Chabot records the process and cause of a death by stopping eating and drinking, which occurs by dehydration or an intervening complication. After a period of time, the individual will experience a general weakness which ‘resembles the last phase of a fatal illness but without the symptoms of pain or breathing difficulties’. After about a week without fluid intake, the kidneys stop producing urine and thus the metabolic waste products are not removed from the blood. This usually leads to drowsiness and then ultimately ‘the heart can no longer beat regularly and the person will die while asleep from a cardiac arrest’. 46 For individuals who were not in the terminal stage of an illness and stopped eating and drinking at the same time, death occurred after 7–15 days in 70% of the cases Chabot examined. In 20% of the cases, the individuals died after 16–30 days. Although death took longer to occur for these individuals (because they had stopped eating first and then gradually stopped drinking), it seemed to be a less harsh process. 47 In the remaining cases (just over 10%), death occurred over a longer period – after 31 days or more. This was because these individuals took longer to restrict their fluid intake. 48 Chabot's findings appear to tally with those of other researchers who have studied the length of the dying process where an individual stops eating and drinking concurrently. 49
The dying process in cases of stopping eating and drinking is thus a lengthy one and it is necessary to have some knowledge of the palliative care required to enable a death via this means to be ‘good’. Chabot emphasizes that ‘the day-to-day care by relatives and nursing staff is indispensable during the process’, and ‘[a] good or bad death depends to a large extent on the quality of the care offered by well prepared and informed relatives, by nurses and by GPs who have been trained in palliative care’. 50 Palliative care (such as analgesics or antipsychotics) might be required to alleviate symptoms such as anxiety, pain or confusion. 51 Thus, in order to be successful, this method of dying clearly requires assistance from others and, importantly, it is likely that at least some of this will need to be provided by a health-care professional. While, therefore, individuals who avail themselves of this option will not need to convince a medical professional that they satisfy any particular criteria relating to suffering, they will still be reliant on health care in order for the dying process to be tolerable.
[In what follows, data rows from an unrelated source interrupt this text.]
PR #1025, opened 2019-04-16
Add rolling-sum stateful operator

dmuino:
Sum of the values within a specified window. The sum will only be emitted
if there are at least a minimum number of actual values (not `NaN`) within
the window. Otherwise `NaN` will be emitted for that time period.

### DIFF
--- a/atlas-core/src/main/scala/com/netflix/atlas/core/algorithm/OnlineRollingSum.scala
+++ b/atlas-core/src/main/scala/com/netflix/atlas/core/algorithm/OnlineRollingSum.scala
@@ -18,8 +18,7 @@ package com.netflix.atlas.core.algorithm
 import com.netflix.atlas.core.util.Math
 
 /**
-  * Sum of the values within a moving window of the input. The denominator is the number
-  * of values (non-NaN entries) in the rolling buffer.
+  * Sum of the values within a moving window of the input.
   *
   * @param buf
   *     Rolling buffer to keep track of the input for a given window.
--- a/atlas-core/src/main/scala/com/netflix/atlas/core/algorithm/OnlineRollingSum.scala
+++ b/atlas-core/src/main/scala/com/netflix/atlas/core/algorithm/OnlineRollingSum.scala
@@ -22,16 +22,10 @@ import com.netflix.atlas.core.util.Math
   *
   * @param buf
   *     Rolling buffer to keep track of the input for a given window.
-  * @param minNumValues
-  *     Minimum number of values that must be present within the buffer for a sum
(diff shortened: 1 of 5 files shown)


atlas-core/src/main/scala/com/netflix/atlas/core/algorithm/OnlineRollingSum.scala
```diff
@@ -0,0 +1,79 @@
...
+ * WITHOUT WARRANTIES OR CONDITIONS OF ANY KIND, either express or implied.
+ * See the License for the specific language governing permissions and
+ * limitations under the License.
+ */
+package com.netflix.atlas.core.algorithm
+
+import com.netflix.atlas.core.util.Math
+
+/**
+  * Sum of the values within a moving window of the input. The denominator is the number
```
brharrington: denominator? I'm guessing this was copied from `rolling-mean`, but doesn't apply for a sum.

atlas-core/src/main/scala/com/netflix/atlas/core/model/StatefulVocabulary.scala
```diff
@@ -308,6 +308,55 @@ object StatefulVocabulary extends Vocabulary {
     override def examples: List[String] = List("name,sps,:eq,:sum,5,3")
   }
 
+  case object RollingSum extends SimpleWord {
```
brharrington: This would need to get added to the list of words for the vocabulary (see [L33](https://github.com/Netflix/atlas/blob/master/atlas-core/src/main/scala/com/netflix/atlas/core/model/StatefulVocabulary.scala#L33)).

A common perception exists that a death by stopping eating and drinking will be an unpleasant one: ‘Many people think that stopping eating and drinking to hasten death will cause a great deal of suffering. However research… has shown that this does not necessarily have to be the case if the mouth care and any necessary pain management are administered effectively’. 52 Good mouth care is necessary to keep one of the harshest symptoms at bay (the feeling of thirst) and to prevent fungal infections. 53 According to Chabot's research, 74% of relatives and others involved in the cases he examined considered the individual's death to have been a dignified one. 54 However, he also notes that there is a need for Dutch general practitioners (GPs) to receive more training in the ‘terminal care’ that is required to better ensure that the individual's experience of the dying process is ‘as favourable as possible’. 55
At certain times during the last decade, dying by stopping eating and drinking was a prominent feature within the Dutch public debate on assisted dying. Pool reports that it attracted significant media attention between 1996 and 1998. Initially, according to Pool, it was a paper written by Chabot 56 in which he coined the phrase vertsterven to refer to a self-appointed death by stopping eating and drinking that generated interest. Although Chabot suggested that stopping eating and drinking offered individuals a method of controlling their deaths, the issue became controversial because ‘[m]any interpreted versterven as a transitive verb, i.e. a kind of killing’. 57 Consequently, the spectre of non-voluntary death raised its head, with relatives reporting that family members had been left to die via dehydration in nursing homes. While the controversy subsequently died down, it may be difficult now for stopping eating and drinking to receive a ‘good press’ in the Netherlands because of the negative connotations attached to the phenomenon during the time that it was in the media spotlight.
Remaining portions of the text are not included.